PR #92, opened 2022-05-17
fix: Use markdown for README

bevsxyz:
I have made some visual changes to make the readme more compatible with Github rendering.


okdana:
I'm not personally opposed to re-arranging these files, but it's a big change to a very long-standing convention, so i think it needs to be discussed on the mailing list. Could you post your proposal there (`zsh-workers at zsh.org`)?

larryv:
> I'm not personally opposed to re-arranging these files

I am. I don't see why we should markup-ify the readme for the benefit of viewing it on a platform that we don't even officially use.

bevsxyz:
I have added the following version badge that gets its version from the latest tag data provided by Github. This is in the JSON format, which is queried with https://shields.io/ to generate the badge. The badge version updation will be independent of the README.md source file.

[Version](https://github.com/zsh-users/zsh/tags)

README.md
```diff
@@ -1,4 +1,5 @@
-# THE Z SHELL (ZSH)
+
+# <img src="https://www.zsh.org/color_vertical_icon.png" alt="ZSH" width="50"/> THE Z SHELL (ZSH)
```
larryv, line 2: Our actual project host, SourceForge, [strips raw HTML when rendering Markdown](https://sourceforge.net/p/forge/documentation/Files-Readme/), so this won't work.

I remind you, again, that this project is not hosted on GitHub.

bevsxyz:
I have created a fork of zsh in Sourceforge just to see for myself how the readme looks. It looks fine.

https://sourceforge.net/p/zsh-fork/code/ci/master/tree/

README.md
bevsxyz: I have removed raw HTML and replaced it with a markdown image tag without styling.

FYI Sourceforge does not strip HTML. I may now have to revert the changes 😮‍💨 

https://sourceforge.net/p/zsh-fork/code/ci/a205af4809fbe2335438e6b83c1b55bdabba5504/tree/

larryv: > FYI Sourceforge does not strip HTML.

I guess their documentation is wrong, or I misunderstood it.

bevsxyz: That's okay. I will revert back to raw HTML only if we choose to go ahead with the PR. I hope that's alright.

PR #93, opened 2022-05-24
Replace /etc/mtab with /proc/self/mounts for Linux

nolange:
/proc/self/mounts has been available since Linux 2.4.19,
released in 2002. /etc/mtab is usually a symlink to this
file but might not exist.

Not sure how to deal with irix, should this just fallback to the default?


phy1729:
IRIX should be left as is as you did. Merged in c1f1bbc5b. Thanks!

phy1729:
IRIX should be left as is as you did. Merged in c1f1bbc5b. Thanks!

PR #94, opened 2022-05-24
support .zst kernel modules with modutils

nolange:


phy1729:
Merged in dd2c882ae. Thanks!

PR #95, opened 2022-08-13
Add completions for neomutt

Freed-Wu:
BTW, about <https://github.com/msys2/MSYS2-packages/issues/2965>, any method to
make zsh know cygwin's (or msys) start is not unix's start? Thanks.


Freed-Wu:
BTW, <https://github.com/pypa/pip/pull/11409> may remove <https://github.com/zsh-users/zsh/blob/master/Completion/Unix/Command/_pip>

PR #96, opened 2022-10-17
Fix a injection of 'args' variable.

nanorkyo:
SEE ALSO: https://bugs.freebsd.org/bugzilla/show_bug.cgi?id=267099

We found a storage behavior of 'cut' command's completion with https://github.com/wookayin/fzf-fasd . So I researched this issue and found injection of the 'args' variable defined in fzf-fasd. To fix this issue, I decided that 'args' variable is  renamed and typeset-ed.

### DIFF
--- a/Completion/Unix/Command/_cut
+++ b/Completion/Unix/Command/_cut
@@ -1,6 +1,7 @@
 #compdef cut gcut
 
 typeset -A _cut_args
+typeset -a _extra_args
 
 case $LANG in
   (de_DE.UTF-8)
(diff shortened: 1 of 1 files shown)


danielshahaf:
The freebsd issue mentions you found a "conflict of variable 'args'".  Where's the other variable $args that the one in `_cut` conflicted with?

danielshahaf:
Would you please link from the FreeBSD issue to this PR, to avoid duplication of triage work?  Thanks.

nanorkyo:
Thank you, I added that my PR link to FreeBSD issue.

okapia:
Rather than rename the variable, the correct fix is to declare args as local. I have commit that fix.

PR #97, opened 2023-01-05
Misc cleanup of all text files

basicfeatures:
- Remove CR+LF (^M)
- Remove trailing whitespace
- Compress two or more consecutive blank lines
- Ensure newline at EOF

https://unix.stackexchange.com/questions/18743/whats-the-point-in-adding-a-new-line-to-the-end-of-a-file


larryv:
> this change would need to go to the mailing list

Before doing this, consider reviewing your proposals to see if they actually make sense.  For instance, blindly "[compressing] two or more consecutive blank lines" is undesirable because this code base frequently uses those for stylistic purposes.  You also propose modifying many files that should not be modified (e.g., changelogs).

If you do go to the list, I would suggest submitting several smaller patches instead of this elephantine megapatch -- one for each type of proposed change, perhaps.

PR #98, opened 2023-03-10
[Completion] add `shortcuts` completion

vidhanio:
Added zsh completion for the [`shortcuts` cli tool](https://support.apple.com/en-ca/guide/shortcuts-mac/apd455c82f02/mac) on Darwin.

### DIFF
--- a/Completion/Darwin/Command/_shortcuts
+++ b/Completion/Darwin/Command/_shortcuts
@@ -1,0 +1,87 @@
+#compdef shortcuts
+
+_shortcuts() {
+  local line state
+
+  _arguments -C \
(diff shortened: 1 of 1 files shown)


okapia:
This has been merged in 51d5ddb. Thanks for the contribution.

I have tweaked some descriptions to closer match zsh conventions: lowercase, no period and try to start with a verb.

There are areas where it could be improved, e.g. use `_call_program` which will work better on a system that doesn't have shortcuts available. Can options like `--output-path` be used with a following `=`? And I would guess that it is mutually exclusive with `-o` but this isn't marked.

PR #2882, opened 2024-08-28
[fix] Fix online SPMD algorithms finalize call

olegkkruglov:
- Fix finalize method for all four online SPMD algorithms, now the call does not affect partial results since all necessary tables are copied. It allows to call finalize between calls of partial_fit to obtain intermediate results
- Add ONEDAL_DATA_PARALLEL to finalize implementations where they were forgotten

### DIFF
--- a/cpp/oneapi/dal/algo/basic_statistics/backend/gpu/finalize_compute_kernel_dense_impl_dpc.cpp
+++ b/cpp/oneapi/dal/algo/basic_statistics/backend/gpu/finalize_compute_kernel_dense_impl_dpc.cpp
@@ -153,16 +153,21 @@ result_t finalize_compute_kernel_dense_impl<Float>::operator()(const descriptor_
     const auto nobs_nd = pr::table2ndarray_1d<Float>(q, input.get_partial_n_rows());
 
     auto rows_count_global = nobs_nd.get_data()[0];
+    auto is_distributed = (comm_.get_rank_count() > 1);
     {
         ONEDAL_PROFILER_TASK(allreduce_rows_count_global);
-        comm_.allreduce(rows_count_global, spmd::reduce_op::sum).wait();
+        if (is_distributed) {
+            comm_.allreduce(rows_count_global, spmd::reduce_op::sum).wait();
+        }
     }
     if (res_op.test(result_options::min)) {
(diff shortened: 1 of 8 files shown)


cpp/oneapi/dal/algo/basic_statistics/backend/gpu/finalize_compute_kernel_dense_impl_dpc.cpp
```diff
@@ -174,23 +176,44 @@ result_t finalize_compute_kernel_dense_impl<Float>::operator()(const descriptor_
     }
 
     if (res_op_partial.test(result_options::sum)) {
-        const auto sums_nd =
+        auto sums_nd =
             pr::table2ndarray_1d<Float>(q, input.get_partial_sum(), sycl::usm::alloc::device);
+        if (comm_.get_rank_count() > 1) {
```
Alexandr-Solovev, line 181: Its better to call it only once, and copy all partial results in one if condition. Also you can potentially get minor perf improvements on 1 gpu, if you call allreduce inside the if.

cpp/oneapi/dal/algo/basic_statistics/test/online_spmd.cpp
```diff
@@ -103,8 +104,9 @@ class basic_statistics_online_spmd_test
                 }
                 partial_results.push_back(partial_result);
             }
-            const auto compute_result = this->finalize_compute_override(bs_desc, partial_results);
-
+            auto compute_result = this->finalize_compute_override(bs_desc, partial_results);
+            base_t::check_compute_result(compute_mode, data, table{}, compute_result);
+            compute_result = this->finalize_compute_override(bs_desc, partial_results);
```
Alexandr-Solovev, line 109: I guess its better to add a separate test with partial_fit finalize_fit partial_fit and finalize_fit, instead of checking result of twice called finalize_fit

olegkkruglov: it would require significant code size and test runtime increase, current test change allows to check if finalize works correctly.  i'll add such scenario in intelex tests.

olegkkruglov:
http://intel-ci.intel.com/ef65eab3-b487-f188-a43a-a4bf010d0e2e

Alexandr-Solovev (approved):

PR #2890, opened 2024-09-04
[bug] Coverity fixes 2025.0

icfaust:
# Description
Make coverity fixes for 2025.0

-  Remove bad bounds check from KNN classification using kdtrees

### DIFF
--- a/cpp/daal/src/algorithms/k_nearest_neighbors/kdtree_knn_classification_train_dense_default_impl.i
+++ b/cpp/daal/src/algorithms/k_nearest_neighbors/kdtree_knn_classification_train_dense_default_impl.i
@@ -492,7 +492,7 @@ algorithmFpType KNNClassificationTrainBatchKernel<algorithmFpType, training::def
     algorithmFpType * subSamples, size_t subSampleCapacity, Status & status)
 {
     algorithmFpType samples[__KDTREE_MEDIAN_RANDOM_SAMPLE_COUNT + 1];
-    const size_t sampleCount = sizeof(samples) / sizeof(samples[0]);
+    const size_t sampleCount = __KDTREE_MEDIAN_RANDOM_SAMPLE_COUNT + 1;
 
     if (end - start <= sampleCount)
     {
--- a/cpp/daal/src/algorithms/k_nearest_neighbors/kdtree_knn_classification_train_dense_default_impl.i
+++ b/cpp/daal/src/algorithms/k_nearest_neighbors/kdtree_knn_classification_train_dense_default_impl.i
@@ -589,6 +589,10 @@ algorithmFpType KNNClassificationTrainBatchKernel<algorithmFpType, training::def
 
     size_t sumMid = 0;
     size_t i      = 0;
+    // this iterates through the masterHist histogram and finds the median
+    // in almost all circumstances the break in the if statement will trigger
+    // unless masterHist does not contain sufficient data to exceed
+    // (end - start)/2 by the last bin.
     for (; i < sampleCount - 1; ++i)
     {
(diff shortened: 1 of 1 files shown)


cpp/daal/src/algorithms/k_nearest_neighbors/kdtree_knn_classification_train_dense_default_impl.i
```diff
@@ -589,7 +589,7 @@ algorithmFpType KNNClassificationTrainBatchKernel<algorithmFpType, training::def
 
     size_t sumMid = 0;
     size_t i      = 0;
-    for (; i < sampleCount; ++i)
+    for (; i < __KDTREE_MEDIAN_RANDOM_SAMPLE_COUNT; ++i)
```
Alexandr-Solovev, line 592: algorithmFpType samples[__KDTREE_MEDIAN_RANDOM_SAMPLE_COUNT + 1];
    const size_t sampleCount = sizeof(samples) / sizeof(samples[0]);
    should it be __KDTREE_MEDIAN_RANDOM_SAMPLE_COUNT + 1?

icfaust: good question, see this line https://github.com/icfaust/oneDAL/blob/dev/coverity-2025_0/cpp/daal/src/algorithms/k_nearest_neighbors/kdtree_knn_classification_train_dense_default_impl.i#L601  when this for loop terminates ```i == sampleCount``` (```__KDTREE_MEDIAN_RANDOM_SAMPLE_COUNT + 1```) so when it is used on that line, it will exceed the array bound.

Alexandr-Solovev: good point, agree with you,  but probably its a bug, check the line
https://github.com/oneapi-src/oneDAL/pull/2890/files#diff-e5b67a6ac7d03badd31a155779cec86abb98f260008cd311acf5166a0102b123R519
does it make sense to do the same fix here? My point that if we replace sampleCount var with __KDTREE_MEDIAN_RANDOM_SAMPLE_COUNT it makes sense to remove it everywhere, but probably its more correct to fix it as its done at the line 519

avolkov-intel: What do you think about initialize sampleCount this way in this PR:
const size_t sampleCount =  __KDTREE_MEDIAN_RANDOM_SAMPLE_COUNT + 1

avolkov-intel:
What I'm concerned about is that masterHist array is filled from 0 to sampleCount - 1 inclusive https://github.com/oneapi-src/oneDAL/pull/2890/files#diff-e5b67a6ac7d03badd31a155779cec86abb98f260008cd311acf5166a0102b123R580

If we apply the change from the PR the last value from masterHist array will not be used at all and seems wrong to me, so there is some mistake here. Maybe it is in the line https://github.com/oneapi-src/oneDAL/pull/2890/files#diff-e5b67a6ac7d03badd31a155779cec86abb98f260008cd311acf5166a0102b123L601 ?

cpp/daal/src/algorithms/k_nearest_neighbors/kdtree_knn_classification_train_dense_default_impl.i
icfaust: done. Still don't understand why they had it as sizeof, I think @Alexandr-Solovev had a good theory.

avolkov-intel (approved):
LGTM, assume CI is green

Alexandr-Solovev (approved):

PR #2894, opened 2024-09-09
fix: resolve omp simd error in mdd

ethanglaser:
Avoids combination of vectorization and debug mode by only adding omp simd flag when debug flag is not added. This bypasses an error on windows build with -MDd: `using /MTd or /MDd with '#pragma omp simd' may lead to unexpected fails due to the debugging version of iterators that cannot be vectorized correctly`

Job without these changes: http://intel-ci.intel.com/ef6eac3e-3f98-f19a-9f5d-a4bf010d0e2e
Job with these changes: http://intel-ci.intel.com/ef6efb69-4c4f-f1a5-b523-a4bf010d0e2e
(only consider windows OneDAL build step, other errors exist for other reasons)

### DIFF
--- a/cpp/daal/src/externals/service_math_ref.h
+++ b/cpp/daal/src/externals/service_math_ref.h
@@ -72,17 +72,13 @@ struct RefMath<double, cpu>
 
     static void vPowx(SizeType n, const double * in, double in1, double * out)
     {
-#ifdef NDEBUG
 #pragma omp simd
-#endif
         for (SizeType i = 0; i < n; ++i) out[i] = pow(in[i], in1);
     }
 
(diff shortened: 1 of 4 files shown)


icfaust:
Looks simple enough, @ethanglaser could you give a description as to why it needs to only be implemented when MSVC_RT_is_release is true?

ethanglaser:
> Looks simple enough, @ethanglaser could you give a description as to why it needs to only be implemented when MSVC_RT_is_release is true?

Yes good point, description added

icfaust (approved):

homksei (approved):

syakov-intel (approved):
approved to merge

PR #2896, opened 2024-09-12
Add DEPENDENTLOAD flag to vc linker on Windows

olegkkruglov:
# Description
- DEPENDENTLOADFLAG is added to vc linker to prevent loading DLLs from current directory. https://learn.microsoft.com/en-us/cpp/build/reference/dependentloadflag?view=msvc-170


homksei (approved):
Looks good, but please run CI once more.

PR #2901, opened 2024-09-17
chore(ci): add `read` permissions for `label-enforcement` workflow

homksei:


Alexsandruss:
Why is `read` permission required if check seems to work fine?

homksei:
> Why is `read` permission required if check seems to work fine?

It does not affect functionality. It is a security reason: https://github.com/ossf/scorecard/blob/ea7e27ed41b76ab879c862fa0ca4cc9c61764ee4/docs/checks.md#token-permissions

Alexsandruss (approved):

PR #2905, opened 2024-09-19
Add sycl headers to bazel toolchain config for DPCPP through icx

david-cortes-intel:
# Description
There is a step in the bazel test pipeline for `//cpp/oneapi/dal:tests` in which it probes the compiler for include paths of headers to add to the toolchain config:
https://github.com/oneapi-src/oneDAL/blob/b6b6a65a59b46d6770198abfc11cfa476c1338a2/dev/bazel/toolchains/cc_toolchain_lnx.bzl#L103

It does so by requesting the default paths from the compiler with this command:
```shell
<compiler> -E -xc++ - -v
```

In the case of DPCPP, this resolves to:
```shell
icx -E -xc++ - -v
```

By default, `icx` doesn't include sycl linkage, thus the command above does not return the paths of SYCL headers. Under the default `icx` factory settings, that leads to observing an error:
```
the source file 'cpp/oneapi/dal/algo/pca/test/serialization.cpp' includes the following non-builtin files with absolute paths (if these are builtin files, make sure these paths are in your toolchain):
  '/opt/intel/oneapi/compiler/2024.2/include/sycl/sycl.hpp'
```

This PR should address it by adding the necessary `-fsycl` flag when probing the compiler for its header paths.

### DIFF
--- a/dev/bazel/toolchains/cc_toolchain_lnx.bzl
+++ b/dev/bazel/toolchains/cc_toolchain_lnx.bzl
@@ -129,7 +129,7 @@ def _preapre_builtin_include_directory_paths(repo_ctx, tools):
             "-xc++",
             get_no_canonical_prefixes_opt(repo_ctx, tools.dpcc) +
             _add_gcc_toolchain_if_needed(repo_ctx, tools.dpcc) +
-            _add_sycl_linkage(repo_ctx, tools.dpcc),
+            _add_sycl_linkage(repo_ctx, tools.dpcc) if tools.is_dpc_found else [],
         ) +
         required_tmp_includes,
     )
--- a/dev/bazel/toolchains/cc_toolchain_lnx.bzl
+++ b/dev/bazel/toolchains/cc_toolchain_lnx.bzl
@@ -128,7 +128,8 @@ def _preapre_builtin_include_directory_paths(repo_ctx, tools):
             tools.dpcc,
             "-xc++",
             get_no_canonical_prefixes_opt(repo_ctx, tools.dpcc) +
-            _add_gcc_toolchain_if_needed(repo_ctx, tools.dpcc),
+            _add_gcc_toolchain_if_needed(repo_ctx, tools.dpcc) +
+            _add_sycl_linkage(repo_ctx, tools.dpcc),
         ) +
         required_tmp_includes,
     )
@@ -151,6 +152,12 @@ def _get_gcc_toolchain_path(repo_ctx):
 def _add_gcc_toolchain_if_needed(repo_ctx, cc):
     if ("clang" in cc) or ("icpx" in cc):
         return ["--gcc-toolchain=" + _get_gcc_toolchain_path(repo_ctx)]
+    else:
+        return []
+
+def _add_sycl_linkage(repo_ctx, cc):
+    if ("icx" in cc) or ("icpx" in cc):
+        return ["-fsycl"]
     else:
         return []
 


dev/bazel/toolchains/cc_toolchain_lnx.bzl
```diff
@@ -154,6 +155,12 @@ def _add_gcc_toolchain_if_needed(repo_ctx, cc):
     else:
         return []
 
+def _add_sycl_linkage(repo_ctx, cc):
+    if ("icx" in cc) or ("icpx" in cc):
```
napetrov, line 159: i think we should check also for mode. i.e. we can use icx for CPU only mode. with this change we always would be adding fsycl

david-cortes-intel: Thanks for pointing this out. I pushed a commit which I think should fix it, by checking that the tooling has 'dpc' as done elsewhere in the script.

Although I'm not sure if that's the correct solution - it seems it will just assume everything needs DPCPP linkage whenever the compiler is 'icpx':
https://github.com/oneapi-src/oneDAL/blob/9b315cf8124c700f79bdc3007aac103df3b831bf/dev/bazel/toolchains/cc_toolchain.bzl#L23

which is also used for deciding flags in other parts of the build script:
https://github.com/oneapi-src/oneDAL/blob/9b315cf8124c700f79bdc3007aac103df3b831bf/dev/bazel/toolchains/cc_toolchain_lnx.bzl#L334

david-cortes-intel: I _suspect_ that the failing CI job after this last change:
```
.ci/scripts/test.sh: line 248: 46771 Aborted                 (core dumped) ${run_command} > "${e}".res 2>&1
terminate called after throwing an instance of 'daal::services::interface1::Exception'
  what():  NoErrorMessageFound
07:06:15 FAILED		pca_svd_dense_batch with errno 134
```

might have uncovered a different issue: it looks like the job `LinuxMakeGNU_OpenBLAS_x86` is executing SYCL examples, as those are auto-generated under `__release_lnx_gnu`.

The GCC compiler doesn't support SYCL so the examples shouldn't include them in that build, but apparently the job was somehow running them.

napetrov: examples/daal/cpp doesn't contain any SYCL/GPU related stuff.  I can't tell tis ether from log message. 

O would try rerunning public job again to start with. But it would be interesting to see results from internal runs as well

dev/bazel/toolchains/cc_toolchain_lnx.bzl
```diff
@@ -154,6 +155,12 @@ def _add_gcc_toolchain_if_needed(repo_ctx, cc):
...
+        return ["-fsycl"]
```
Alexandr-Solovev, line 160: Do we want to extend these flags with -fsycl-device-code-split=per_kernel, we use it in dpcpp.mk?

Alexandr-Solovev (commented):
Overall looks good to me, I started private ci job with extended number of test cases via /intelci:run , lets wait the private job before merging

dev/bazel/toolchains/cc_toolchain_lnx.bzl
david-cortes-intel: This is currently only being used in order to get the include paths of the compiler when it uses SYCL. From some experiments, it looks like adding `-fsycl-device-code-split=per_kernel` on top of `-fsycl` doesn't add any new include paths.

The flag `-fsycl-device-code-split=per_kernel` is however added as a compiler argument later on:
https://github.com/oneapi-src/oneDAL/blob/488c4006a5a2f29c272c1c48e71b7a3a2ece5a61/dev/bazel/toolchains/cc_toolchain_lnx.bzl#L248

Alexandr-Solovev (approved):

napetrov (approved):

PR #2910, opened 2024-09-24
fix: adding daal exports for vc compiler

Alexandr-Solovev:
# Description

-
-
-

### DIFF
--- a/cpp/daal/src/algorithms/elastic_net/elastic_net_training_result_fpt.cpp
+++ b/cpp/daal/src/algorithms/elastic_net/elastic_net_training_result_fpt.cpp
@@ -40,7 +40,7 @@ using namespace daal::services;
  * \param[in] method Computation method for the algorithm
  */
 template <typename algorithmFPType>
-Status Result::allocate(const daal::algorithms::Input * input, const Parameter * parameter, const int method)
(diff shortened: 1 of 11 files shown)


cpp/daal/src/algorithms/elastic_net/elastic_net_training_result_fpt.cpp
```diff
@@ -40,7 +40,7 @@ using namespace daal::services;
  * \param[in] method Computation method for the algorithm
  */
 template <typename algorithmFPType>
-Status Result::allocate(const daal::algorithms::Input * input, const Parameter * parameter, const int method)
+DAAL_EXPORT services::Status Result::allocate(const daal::algorithms::Input * input, const Parameter * parameter, const int method)
```
david-cortes-intel, line 43: Question: shouldn't this `DAAL_EXPORT` go into the header that offers the user-accessible function?

david-cortes-intel: Ok, so I see that the external-facing headers (path `cpp/daal/include`) are not included in these `.cpp` files and that's why the `declspec` doesn't propagate to them.

I guess then this PR should solve the issue, but perhaps could be safer to include the headers in the .cpp files just in case to make sure that the declarations match the implementations up to details like these declspecs.

david-cortes-intel (approved):

PR #2923, opened 2024-09-30
Cover more topics in installation instructions

david-cortes-intel:
# Description
This PR updates the installation instructions to more accurately reflect the requirements when building from source, and to point at ways of executing the provided examples and unit tests.

### DIFF
--- a/INSTALL.md
+++ b/INSTALL.md
@@ -20,7 +20,7 @@
 Required Software:
 * C/C++ Compiler
 * [DPC++ Compiler](https://www.intel.com/content/www/us/en/developer/tools/oneapi/dpc-compiler.html) if building with SYCL support
-* Python version 3.7 or higher
+* Python version 3.9 or higher
 * TBB library (repository contains script to download it)
 * Microsoft Visual Studio\* (Windows\* only)
 * [MSYS2](http://msys2.github.io) (Windows\* only)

____

• **YOUR GOAL**: From the line containing "3.9 or higher" down to the last line of the records, transcribe every line exactly and add nothing else.

• **THE COMPLETED TASK**:
+* Python version 3.9 or higher
 * TBB library (repository contains script to download it)
 * Microsoft Visual Studio\* (Windows\* only)
 * [MSYS2](http://msys2.github.io) (Windows\* only)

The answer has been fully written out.